Clay Jug

Clay Jug

Performers: The Crossing, Donald Nally

Released: 2017 Navona Records

“From the Wingbone of a Swan”
“The Fenix”
“Canción de el Alma: En una Noche Escura”
“Clay Jug”
“We Bloomed in Spring”
“Alma Beata et Bella”

Category:

Edie Hill composer
The Crossing | Donald Nally conductor

The choral music of Minnesota-based composer Edie Hill shines on CLAY JUG, a compendium of large and small works for a cappella choir and choir accompanied by chamber ensemble. Though the works featured on CLAY JUG vary in scope, they all demonstrate Hill’s keen sensitivity to ensemble texture and harmonic density, as well as the incorporation of text across four languages.

In CLAY JUG, Hill excels at shifting the listener’s perspective as they listen to the choir. In the most straightforward cases, such as in The Fenix, Hill moves the choir in between the music’s foreground and background to accommodate a vocal soloist. More dramatic is what happens in From the Wingbone of the Swan and “Clay Jug” – an excerpt from a large work of Hill’s entitled A Sound Like This – wherein three or four musical layers converse within the choir itself, or between the choir and accompanying instruments.
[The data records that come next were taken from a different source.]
PR #160, opened 2020-07-29
Ingest incident report manifest

jccraft-uw:
In this PR, the manifest and etl/manifest modules are updated to accommodate other types of manifests that may have a collection barcode but not a sample barcode and may not have a collected date. A google module is also added to io, and in this module is utility code for downloading a document from Google Drive.

Restrictions are loosened so that a sample barcode is not required. Checks are in place, though, to ensure that a sample barcode or a collection barcode (or both) are provided. We need at least one of the two barcodes. 

For manifest YAML configuration (and the options for the parse method) three settings are now special:
1. sample (This was already there. The change is that is no longer required). In the receiving.manifest table, data mapped to 'sample' end up the in the JSON with the 'sample' key.
2. collection: In the receiving.manifest table, data mapped to 'collection' end up the in the JSON with the 'collection' key.
3. collected_date: In the receiving.manifest table, data mapped to 'collected_date' end up the in the JSON with the 'collected_date' key.
A check ensures that extra_columns does not contain a column with the same name as one of those three columns.

Existing manifest YAMLs have to be udpated to accommodate these changes. For those see
https://github.com/seattleflu/specimen-manifests/pull/15/

In the SQL in the ETL code I build the update statement dynamically based on which keys existing in the record being processed.

Testing:
On my local machine I truncated my receiving.manifest and warehouse.sample tables. I ingested aliquot records from S3 and incident report records from Google Sheets. I confirmed that the records looked right in receiving.manifest and then ran the ETL to populate warehouse.sample from them. As this ran I looked for failed assertions. When it was done I looked at which records got created, updated, and skipped and made sure those made sense. Finally, I cleared out the processing_log column on the receive.manifest table and ran the ETL again to exercise the update path. I explicitly tested the update case for one record from the aliquot file and one record from the incident report file to make sure that the correct columns got updated.

### DIFF
--- a/lib/id3c/cli/command/etl/manifest.py
+++ b/lib/id3c/cli/command/etl/manifest.py
@@ -3,7 +3,7 @@ Process sample manifest records into the relational warehouse.
 
 Manifest records are JSON documents in the ``receiving.manifest`` table which
 have a sample barcode, an optional collection barcode, and other metadata.
-These records are parsed out of Excel workbooks into JSON documents using
+These records are parsed out of spreadsheets into JSON documents using
 ``id3c manifest parse`` and received via ``id3c manifest upload``.  This ETL
 command is the final step in creating/updating the samples in our data
 warehouse.
@@ -16,6 +16,7 @@ or updated records.
 import click
 import logging
 from datetime import datetime, timezone
+from psycopg2 import sql
 from typing import Any, Tuple, Optional
 from id3c.cli.command import with_database_session
 from id3c.db import find_identifier
@@ -98,55 +99,75 @@ def etl_manifest(*, db: DatabaseSession):
         with db.savepoint(f"manifest record {manifest_record.id}"):
             LOG.info(f"Processing record {manifest_record.id}")
 
-            # Convert sample barcode to full identifier, ensuring it's
-            # known and from the correct identifier set.
-            sample_barcode = manifest_record.document.pop("sample")
-            sample_identifier = find_identifier(db, sample_barcode)
+            # When updating an existing row, update the identifiers
+            # only if the record has both the 'sample' and
+            # 'collection' keys.
+            should_update_identifiers = "sample" in manifest_record.document \
+                and "collection" in manifest_record.document
 
-            if not sample_identifier:
+             # Sample collection date
+             # Don't pop this entry off the document. For backwards
+             # compatibility reasons, keep it in the document so that 'date'
+             # also gets written to the 'details' column in warehouse.sample.
+            collected_date = manifest_record.document.get("date", None)
+
+            # Attempt to find barcodes and their related identifiers
+            sample_barcode = manifest_record.document.pop("sample", None)
+            sample_identifier = find_identifier(db, sample_barcode) if sample_barcode else None
+            collection_barcode = manifest_record.document.pop("collection", None)
+            collection_identifier = find_identifier(db, collection_barcode) if collection_barcode else None
+
+            # Skip a record if it has no sample_identifier and no collection_identifier
+            if not sample_identifier and not collection_identifier:
+                LOG.warning(f"Skipping record «{manifest_record.id}» because it has neither a known sample "
+                + "identifier nor a collection identifier")
+                mark_skipped(db, manifest_record.id)
+                continue
+
+            # Skip a record if it has a sample barcode but the barcode doesn't match an identifier
+            if sample_barcode and not sample_identifier:
                 LOG.warning(f"Skipping sample with unknown sample barcode «{sample_barcode}»")
                 mark_skipped(db, manifest_record.id)
                 continue
 
-            if (manifest_record.document.get("sample_type") and
-                manifest_record.document["sample_type"] == "rdt"):
-                assert sample_identifier.set_name in expected_identifier_sets["rdt"], \
-                    (f"Sample identifier found in set «{sample_identifier.set_name}», " +
-                    f"not {expected_identifier_sets['rdt']}")
-            else:
-                assert sample_identifier.set_name in expected_identifier_sets["samples"], \
-                    (f"Sample identifier found in set «{sample_identifier.set_name}», " +
-                    f"not {expected_identifier_sets['samples']}")
-
-            # Optionally, convert the collection barcode to full
-            # identifier, ensuring it's known and from the correct
-            # identifier set.
-            collection_barcode = manifest_record.document.pop("collection", None)
-            collection_identifier = find_identifier(db, collection_barcode) if collection_barcode else None
-
+            # Skip a record if it has a collection barcode but the barcode doesn't match an identifier
             if collection_barcode and not collection_identifier:
                 LOG.warning(f"Skipping sample with unknown collection barcode «{collection_barcode}»")
                 mark_skipped(db, manifest_record.id)
                 continue
 
-            assert not collection_identifier \
-                or collection_identifier.set_name in expected_identifier_sets["collections"], \
-                    f"Collection identifier found in set «{collection_identifier.set_name}», not {expected_identifier_sets['collections']}" # type: ignore
+             # Skip a record if the collection identifier is from an unexpected set
+            if collection_identifier and collection_identifier.set_name not in expected_identifier_sets["collections"]:
+                LOG.warning(f"Skipping sample because collection identifier found in set «{collection_identifier.set_name}», not \
+                    {expected_identifier_sets['collections']}")
+                mark_skipped(db, manifest_record.id)
+                continue
 
-            # Sample collection date
-            collection_date = manifest_record.document.get("date")
+            # Validate the sample identifer and assert if a record fails
+            if sample_identifier:
+                if (manifest_record.document.get("sample_type") and
+                    manifest_record.document["sample_type"] == "rdt"):
+                    assert sample_identifier.set_name in expected_identifier_sets["rdt"], \
+                        (f"Sample identifier found in set «{sample_identifier.set_name}»," +
+                        f"not {expected_identifier_sets['rdt']}")
+                else:
+                    assert sample_identifier.set_name in expected_identifier_sets["samples"], \
+                        (f"Sample identifier found in set «{sample_identifier.set_name}», " +
+                        f"not {expected_identifier_sets['samples']}")
+
 
             # Upsert sample cooperatively with enrollments ETL routine
             #
             # The details document was intentionally modified by two pop()s
-            # earlier to remove barcodes that were looked up.  The
-            # rationale is that we want just one clear place in the
+            # earlier to remove barcodes that were looked up.
+            # The rationale is that we want just one clear place in the
             # warehouse for each piece of information.
             sample, status = upsert_sample(db,
-                identifier            = sample_identifier.uuid,
-                collection_identifier = collection_identifier.uuid if collection_identifier else None,
-                collection_date       = collection_date,
-                additional_details    = manifest_record.document)
+                update_identifiers          = should_update_identifiers,
+                identifier                  = sample_identifier.uuid if sample_identifier else None,
+                collection_identifier       = collection_identifier.uuid if collection_identifier else None,
+                collection_date             =  collected_date,
+                additional_details          = manifest_record.document)
 
             mark_loaded(db, manifest_record.id,
                 status = status,
@@ -156,6 +177,7 @@ def etl_manifest(*, db: DatabaseSession):
 
 
 def upsert_sample(db: DatabaseSession,
+                  update_identifiers: bool,
                   identifier: str,
                   collection_identifier: Optional[str],
                   collection_date: Optional[str],
@@ -207,18 +229,25 @@ def upsert_sample(db: DatabaseSession,
         sample = samples[0]
 
         LOG.info(f"Updating existing sample {sample.id}")
-        sample = db.fetch_row("""
+
+        # Update identifier and collection_identifier if update_identifiers is True
+        identifiers_update_composable = sql.SQL("""
+             identifier = %(identifier)s,
+                collection_identifier = %(collection_identifier)s, """)  \
+                    if update_identifiers else sql.SQL("")
+
+        sample = db.fetch_row(sql.SQL("""
             update warehouse.sample
-               set identifier = %(identifier)s,
-                   collection_identifier = %(collection_identifier)s,
-                   collected = coalesce(date_or_null(%(collection_date)s), collected),
-                   details = coalesce(details, '{}') || %(additional_details)s
+                set {}
+                    collected = coalesce(date_or_null(%(collection_date)s), collected),
+                    details = coalesce(details, {}) || %(additional_details)s
 
              where sample_id = %(sample_id)s
 
             returning sample_id as id, identifier, collection_identifier, encounter_id
-            """,
-            { **data, "sample_id": sample.id })
+            """).format(identifiers_update_composable,
+                sql.Literal(Json({}))),
+                { **data, "sample_id": sample.id })
 
         assert sample.id, "Update affected no rows!"
 
--- a/lib/id3c/cli/command/manifest.py
+++ b/lib/id3c/cli/command/manifest.py
@@ -25,7 +25,7 @@ from deepdiff import DeepHash
 from hashlib import sha1
 from os import chdir
 from os.path import dirname
-from typing import Iterable, List, Tuple, Union
+from typing import Iterable, List, Optional, Tuple, Union
 from id3c.cli import cli
 from id3c.cli.io import LocalOrRemoteFile, urlopen
 from id3c.cli.io.pandas import read_excel
@@ -73,6 +73,13 @@ def manifest():
            "Option value is parsed as a YAML fragment, so additional options supported by the sibling command \"parse-with-config\" may be inlined for testing, but you're likely better off using a config file at that point.",
     multiple = True)
 
+@click.option("--row-filter",
+    metavar = "<query>",
+    help = "The pandas query to filter rows (using the python engine) in the manifest.  "
+           "Column names refer to columns in the manifest itself.  "
+           "Example: `corrective action`.notnull() and `corrective action`.str.lower().str.startswith(\"discard\") ",
+    required = False)
+
 def parse(**kwargs):
     """
     Parse a single manifest workbook sheet.
@@ -84,6 +91,11 @@ def parse(**kwargs):
     The required --sample-column option specifies the name of the column
     containing the sample barcode.  Other columns may be extracted into the
     manifest records as desired using the --extra-column option.
+
+    The row-filter entry specifies a pandas query to filter
+    (using the python engine) rows in the manifest. Column names refer to columns
+    in the manifest itself.
+    Example: `corrective action`.notnull() and `corrective action`.str.lower().str.startswith("discard")
 
     Manifest records are output to stdout as newline-delimited JSON records.
     You will likely want to redirect stdout to a file.
@@ -147,6 +159,14 @@ def parse_using_config(config_file):
           test_results: "Test ResulTS"
         ...
 
+    The sample_column entry specifies the name of the column
+    containing the sample barcode.
+
+    The row_filter entry specifies a pandas query to filter
+    (using the python engine) rows in the manifest. Column names refer to columns
+    in the manifest itself.
+    Example: `corrective action`.notnull() and `corrective action`.str.lower().str.startswith("discard")
+
     The key: value pairs in "extra_columns" name destination record fields (as
     the key) and source columns (as the value).  For most source columns, a
     simple string name (or shell-glob pattern) is enough.  Other behaviour is
@@ -194,7 +214,8 @@ def parse_using_config(config_file):
                 "sheet": config["sheet"],
                 "sample_column": config["sample_column"],
                 "extra_columns": list(config.get("extra_columns", {}).items()),
-                "sample_type": config.get("sample_type")
+                "sample_type": config.get("sample_type"),
+                "row_filter" : config.get("row_filter")
             }
         except KeyError as key:
             LOG.error(f"Required key «{key}» missing from config {config}")
@@ -208,7 +229,8 @@ def _parse(*,
            sheet,
            sample_column,
            extra_columns: List[Tuple[str, Union[str, dict]]] = [],
-           sample_type = None):
+           sample_type = None,
+           row_filter: Optional[str] = None):
     """
     Internal function powering :func:`parse` and :func:`parse_using_config`.
     """
@@ -236,6 +258,11 @@ def _parse(*,
                 .str.strip()
                 .replace({pandas.NA: ""})
                 .replace({"": None, "na": None})))
+
+    # If a filter query was provided filter the manifest rows
+    # using the python engine.
+    if row_filter:
+        manifest = manifest.query(row_filter, engine="python")
 
     # Construct parsed manifest by copying columns from source to destination.
     # This approach is used to allow the same source column to end up as
--- a/lib/id3c/cli/command/manifest.py
+++ b/lib/id3c/cli/command/manifest.py
@@ -28,6 +28,7 @@ from os.path import dirname
 from typing import Iterable, List, Optional, Tuple, Union
 from id3c.cli import cli
 from id3c.cli.io import LocalOrRemoteFile, urlopen
+from id3c.cli.io.google import export_file_from_google_drive, extract_document_id_from_google_url, GoogleDriveExportFormat
 from id3c.cli.io.pandas import read_excel
 from id3c.db.session import DatabaseSession
 from id3c.db.datatypes import as_json, Json
@@ -45,7 +46,7 @@ def manifest():
 
 
 @manifest.command("parse")
-@click.argument("workbook", metavar = "<manifest.xlsx>")
+@click.argument("workbook", metavar = "<filepath>")
 
 @click.option("--sheet",
     metavar = "<name>",
@@ -84,8 +85,8 @@ def parse(**kwargs):
     """
     Parse a single manifest workbook sheet.
 
-    <manifest.xlsx> must be a path or URL to an Excel workbook with at least
-    one sheet in it, identified by name using the required option --sheet.
+    <filepath> must be a path or URL to an Excel workbook or Google Sheets
+    spreadsheet with at least one sheet in it, identified by name using the required option --sheet.
     Supported URL schemes include http[s]:// and s3://, as well as others.
 
     The required --sample-column option specifies the name of the column
@@ -234,10 +235,20 @@ def _parse(*,
     """
     Internal function powering :func:`parse` and :func:`parse_using_config`.
     """
-    LOG.debug(f"Reading Excel workbook «{workbook}»")
+    # Determine if the workbook URL is for a Google Document and if so
+    # retrieve the Google Sheets file as an Excel spreadsheet. Otherwise,
+    # retrieve it using urlopen.
+    google_docs_document_id = extract_document_id_from_google_url(workbook)
 
-    with urlopen(workbook, "rb") as file:
-        workbook_bytes = file.read()
+    if google_docs_document_id:
+        LOG.debug(f"Reading Google Sheets document «{workbook}»")
+        with export_file_from_google_drive(google_docs_document_id, GoogleDriveExportFormat.EXCEL) as file:
+            workbook_bytes = file.read()
+
+    else:
+        LOG.debug(f"Reading Excel workbook «{workbook}»")
+        with urlopen(workbook, "rb") as file:
+            workbook_bytes = file.read()
 
     LOG.debug(f"Parsing sheet «{sheet}» in workbook «{workbook}»")
 
--- a/lib/id3c/cli/command/manifest.py
+++ b/lib/id3c/cli/command/manifest.py
@@ -390,7 +390,7 @@ def select_columns(table: pandas.DataFrame, name: str) -> pandas.DataFrame:
     *table*.
     """
     pattern = re.compile(fnmatch.translate(name), re.IGNORECASE)
-    matches = list(filter(pattern.match, table.columns))
+    matches = list(filter(pattern.match, table.columns.astype(str)))
 
     assert matches, f"No column name matching «{name}» found; column names are: {list(table.columns)}"
     return table[matches]
--- a/lib/id3c/cli/command/manifest.py
+++ b/lib/id3c/cli/command/manifest.py
@@ -39,6 +39,8 @@ LOG = logging.getLogger(__name__)
 
 PROVENANCE_KEY = "_provenance"
 
+RESERVED_COLUMNS = {"sample", "collection", "date"}
+
 
 @cli.group("manifest", help = __doc__)
 def manifest():
@@ -57,7 +59,18 @@ def manifest():
     metavar = "<column>",
     help = "Name of the single column containing sample barcodes.  "
            "Must match exactly; shell-style glob patterns are supported.",
-    required = True)
+    required = False)
+
+@click.option("--collection-column",
+    metavar = "<column>",
+    help = "Name of the single column containing collection barcodes.  "
+           "Must match exactly; shell-style glob patterns are supported.",
+    required = False)
+
+@click.option("--date-column",
+    metavar = "<column>",
+    help = "Name of the single column containing the sample collected date.",
+    required = False)
 
 @click.option("--sample-type",
     metavar = "<type>",
@@ -89,9 +102,15 @@ def parse(**kwargs):
     spreadsheet with at least one sheet in it, identified by name using the required option --sheet.
     Supported URL schemes include http[s]:// and s3://, as well as others.
 
-    The required --sample-column option specifies the name of the column
-    containing the sample barcode.  Other columns may be extracted into the
-    manifest records as desired using the --extra-column option.
+    The --sample-column option specifies the name of the column
+    containing the sample barcode. The --collection-column option specifies
+    the name of the column containing the collection barcode. You must supply one
+    or both of those options.
+
+    The --date-column specifies the name of the column containing the sample collected date.
+
+    Other columns may be extracted into the manifest records as desired using the
+    --extra-column option.
 
     The row-filter entry specifies a pandas query to filter
     (using the python engine) rows in the manifest. Column names refer to columns
@@ -105,7 +124,8 @@ def parse(**kwargs):
         (dst, yaml.safe_load(src))
             for dst, src
             in [arg.split(":", 1) for arg in kwargs["extra_columns"]]
-    ]
+
+       ]
 
     manifest = _parse(**kwargs)
     dump_ndjson(manifest)
@@ -130,6 +150,7 @@ def parse_using_config(config_file):
         workbook: OneDrive/SFS Prospective Samples 2018-2019.xlsx
         sheet: HMC
         sample_column: "Barcode ID*"
+        date_column: "Coll_date"
         extra_columns:
           collection:
             name: "Collection ID*"
@@ -161,7 +182,11 @@ def parse_using_config(config_file):
         ...
 
     The sample_column entry specifies the name of the column
-    containing the sample barcode.
+    containing the sample barcode. The collection_column entry specifies
+    the name of the column containing the collection barcode. You must supply one
+    or both of those entries.
+
+    The date_column specifies the name of the column containing the sample collected date.
 
     The row_filter entry specifies a pandas query to filter
     (using the python engine) rows in the manifest. Column names refer to columns
@@ -213,7 +238,9 @@ def parse_using_config(config_file):
             kwargs = {
                 "workbook": config["workbook"],
                 "sheet": config["sheet"],
-                "sample_column": config["sample_column"],
+                "sample_column": config.get("sample_column"),
+                "collection_column": config.get("collection_column"),
+                "date_column": config.get("date_column"),
                 "extra_columns": list(config.get("extra_columns", {}).items()),
                 "sample_type": config.get("sample_type"),
                 "row_filter" : config.get("row_filter")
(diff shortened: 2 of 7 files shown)


lib/id3c/cli/command/etl/manifest.py
```diff
@@ -55,6 +56,7 @@ def etl_manifest(*, db: DatabaseSession):
     expected_identifier_sets = {
         "samples": {"samples"},
         "collections": {
+            "collections-clia-compliance",
```
jccraft-uw, line 59: We have one record from the incident report manifest that has a barcode from the collections-clia-compliance identifier set. This record was recorded on 5/21/2020. 
It is OK to add collections-clia-compliance to the expected set, or was there some sort of barcode mixup with this one?

joverlee521: This should not include `collections-clia-compliance`, it must be a barcode mixup in the incident report.

lib/id3c/cli/command/etl/manifest.py
```diff
@@ -206,9 +227,9 @@ def upsert_sample(db: DatabaseSession,
         LOG.info(f"Updating existing sample {sample.id}")
         sample = db.fetch_row("""
             update warehouse.sample
-               set identifier = %(identifier)s,
-                   collection_identifier = %(collection_identifier)s,
-                   collected = date_or_null(%(collection_date)s),
+               set identifier = coalesce(%(identifier)s, identifier),
+                   collection_identifier = coalesce(%(collection_identifier)s, collection_identifier),
+                   collected = coalesce(date_or_null(%(collection_date)s), collected),
```
jccraft-uw, line 232: See if you agree with the 3 coalesces I added here. The idea is not to wipe out a value with an update that doesn't have the field populated.

lib/id3c/cli/command/etl/manifest.py
jccraft-uw: Thanks! I removed it.

lib/id3c/cli/command/etl/manifest.py
joverlee521: @tsibley made a similar change in his PR #161 😄

lib/id3c/cli/command/etl/manifest.py
kairstenfay: It looks like this didn't get removed as expected.

lib/id3c/cli/command/etl/manifest.py
```diff
@@ -95,29 +97,40 @@ def etl_manifest(*, db: DatabaseSession):
...
-            # known and from the correct identifier set.
-            sample_barcode = manifest_record.document.pop("sample")
-            sample_identifier = find_identifier(db, sample_barcode)
-
-            if not sample_identifier:
-                LOG.warning(f"Skipping sample with unknown sample barcode «{sample_barcode}»")
+            manifest_type = None
+            try:
+                manifest_type = receiving_manifest.ManifestType(manifest_record.document['manifest_type'])
+            except:
```
kairstenfay, line 102: I would caution against using a general `except` here and narrow it to the Exception you'd expect to be thrown.

lib/id3c/cli/io/adapters.py
```diff
@@ -0,0 +1,50 @@
...
+    sheet_values = sheet_contents_dict.get('values', [])
+
+    # Convert the dictionary returned to json in order to create a
+    # digest representing the data as it was returned by Google.
+    contents_json = json.dumps(sheet_contents_dict)
+    digest = sha1(contents_json.encode('utf-16')).hexdigest()
+
+    # Use values from the first row as column names.
+    # Sometimes users populate columns that have no header/title.
+    # Add unique dummy column names for those.
```
kairstenfay, line 42: This isn't really a code suggestion as much as a documentation suggestion -- 
Recently the Blab dev team has been working toward being more inclusive in the language we choose to write in our programs. @tsibley pointed me to [Google's inclusive documentation writing guide](https://developers.google.com/style/inclusive-documentation) which I've found super informative. Would you consider replacing the word "dummy" here with something else? Thanks!

lib/id3c/cli/io/adapters.py
```diff
@@ -0,0 +1,50 @@
...
+"""
+from googleapiclient import discovery
+from google.oauth2 import service_account
+from typing import Tuple
+from os import environ
+from hashlib import sha1
+import pandas as pd
+import json
+
+GOOGLE_SERVICE_ACCOUNT_CREDS_ENV_VAR = "GOOGLE_SERVICE_ACCOUNT_CREDENTIALS_FILE_PATH"
```
kairstenfay, line 12: Storing this string as a new variable feels a bit redundant .. perhaps we could just read 'GOOGLE_SERVICE_ACCOUNT_CREDENTIALS_FILE_PATH' from the environment?

lib/id3c/cli/command/etl/manifest.py
jccraft-uw: Absolutely. I'm catching specific exceptions now. Thanks for the call out.

lib/id3c/cli/command/etl/manifest.py
jccraft-uw: These changes are no longer in the new implementation, so I'm resolving this comment thread.

lib/id3c/cli/command/etl/manifest.py
jccraft-uw: The implementation now is quite different from before, so I'm resolving this comment thread. I've caught specific exception types in the new code, but please comment if you see a spot that isn't what you would expect.

jccraft-uw:
> I don't believe id3c should be reading from Google Sheets, but rather that should be handled in the specimen-manifests repo. See [my comment](https://github.com/seattleflu/specimen-manifests/pull/15#issuecomment-670220535) in [seattleflu/specimen-manifests/pull/15](https://github.com/seattleflu/specimen-manifests/pull/15) for more context.

Thanks for raising the question. This led us to discuss this project as a group and walk through where the pieces of code live. I'm going to resolve this comment thread.

lib/id3c/cli/io/adapters.py
jccraft-uw: Thanks a lot for pointing me to this doc, Kairsten. The new implementation doesn't include this code, so I'm resolving this thread.

lib/id3c/cli/io/adapters.py
jccraft-uw: This was a super valid point. Now that Thomas showed me how the Google API can work by setting one env var we don't need these all over the place, so that is gone from the code.

lib/id3c/cli/command/etl/manifest.py
```diff
@@ -204,17 +224,24 @@ def upsert_sample(db: DatabaseSession,
...
+        # Only update the identifier or collection_identifier columns if the source data provides a sample barcode
+        if record_has_sample:
+            update_statement += ", identifier = %(identifier)s "
+            if record_has_collection:
+                update_statement += ", collection_identifier = %(collection_identifier)s "
+
+        if record_has_collected_date:
+            update_statement += ", collected = date_or_null(%(collected_date)s) "
+
+        update_statement += "where sample_id = %(sample_id)s returning sample_id as id, identifier, collection_identifier, encounter_id "
```
joverlee521, line 242: I know this is written like this to avoid repeating code, but this seems more convoluted and confusing than just writing out separate SQL queries

lib/id3c/cli/command/etl/manifest.py
```diff
@@ -95,55 +95,72 @@ def etl_manifest(*, db: DatabaseSession):
...
+            record_has_sample = "sample" in manifest_record.document
+            record_has_collection = "collection" in manifest_record.document
+            record_has_collected_date = "collected_date" in manifest_record.document
 
-            if not sample_identifier:
-                LOG.warning(f"Skipping sample with unknown sample barcode «{sample_barcode}»")
-                mark_skipped(db, manifest_record.id)
-                continue
+             # Sample collection date
+            collected_date = manifest_record.document.pop("collected_date", None)
```
joverlee521, line 104: As discussed on Slack, I think we should make this backwards compatible so that we can re-process the existing records in `receiving.manifest` if needed.

lib/id3c/cli/command/manifest.py
```diff
@@ -84,8 +85,8 @@ def parse(**kwargs):
     """
     Parse a single manifest workbook sheet.
 
-    <manifest.xlsx> must be a path or URL to an Excel workbook with at least
-    one sheet in it, identified by name using the required option --sheet.
+    <filepath> must be a path or URL to an Excel workbook or Google Sheeets
```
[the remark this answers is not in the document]
jccraft-uw: Fixed!

lib/id3c/cli/io/google.py
```diff
@@ -0,0 +1,73 @@
...
+    """
+    mime_type = GOOGLE_FORMAT_MIME_MAP[destination_format]
+
+    drive_service = discovery.build('drive', 'v2')
+    request = drive_service.files().export_media(fileId=document_id, mimeType=mime_type)
+    buffer = BytesIO()
+    downloader = MediaIoBaseDownload(buffer, request)
+    done = False
+    while done is False:
+        done = downloader.next_chunk()
```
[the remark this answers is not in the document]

It is obvious in the works on CLAY JUG that Hill has a strong connection to the texts she sets. Three of the album’s works – The Fenix, Alma beata et Bella and Cancion de el Alma – draw their texts from very old European sources dating back to the 10th, 15th and 16th centuries, respectively. Hill does not necessarily modernize these ancient words in her settings of them, but she succeeds in meaningfully personalizing them through her musical language.

Along these lines, Hill describes the influence of the language these works’ texts on their aesthetics, particularly in the case of The Fenix, which uses its poetry’s original medieval Anglo-Saxon language. Similarly, Alma beata et Bella seems to make homage to Renaissance-era musical tropes contemporaneous to its text’s origins, but, in both works, Hill’s individual voice comes through with only slight alteration.

The works on CLAY JUG feature a musical language that pairs beautifully with choir, employing dissonance with care and purpose, as well as freely shifting texture to serve Hill’s compositional designs.